> **EXERCISE PROMPT**
For every line in the material, set down an identical one.

> **SUPPLIED DATA**
PR #3883, opened 2026-02-16
Add admin setting for suggested communities (fixes #3434)

### LINKED ISSUE #3434: Add `suggested_communities` to site settings
### Requirements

> **ANSWER TO THE PROBLEM**
PR #3883, opened 2026-02-16
Add admin setting for suggested communities (fixes #3434)

### LINKED ISSUE #3434: Add `suggested_communities` to site settings
### Requirements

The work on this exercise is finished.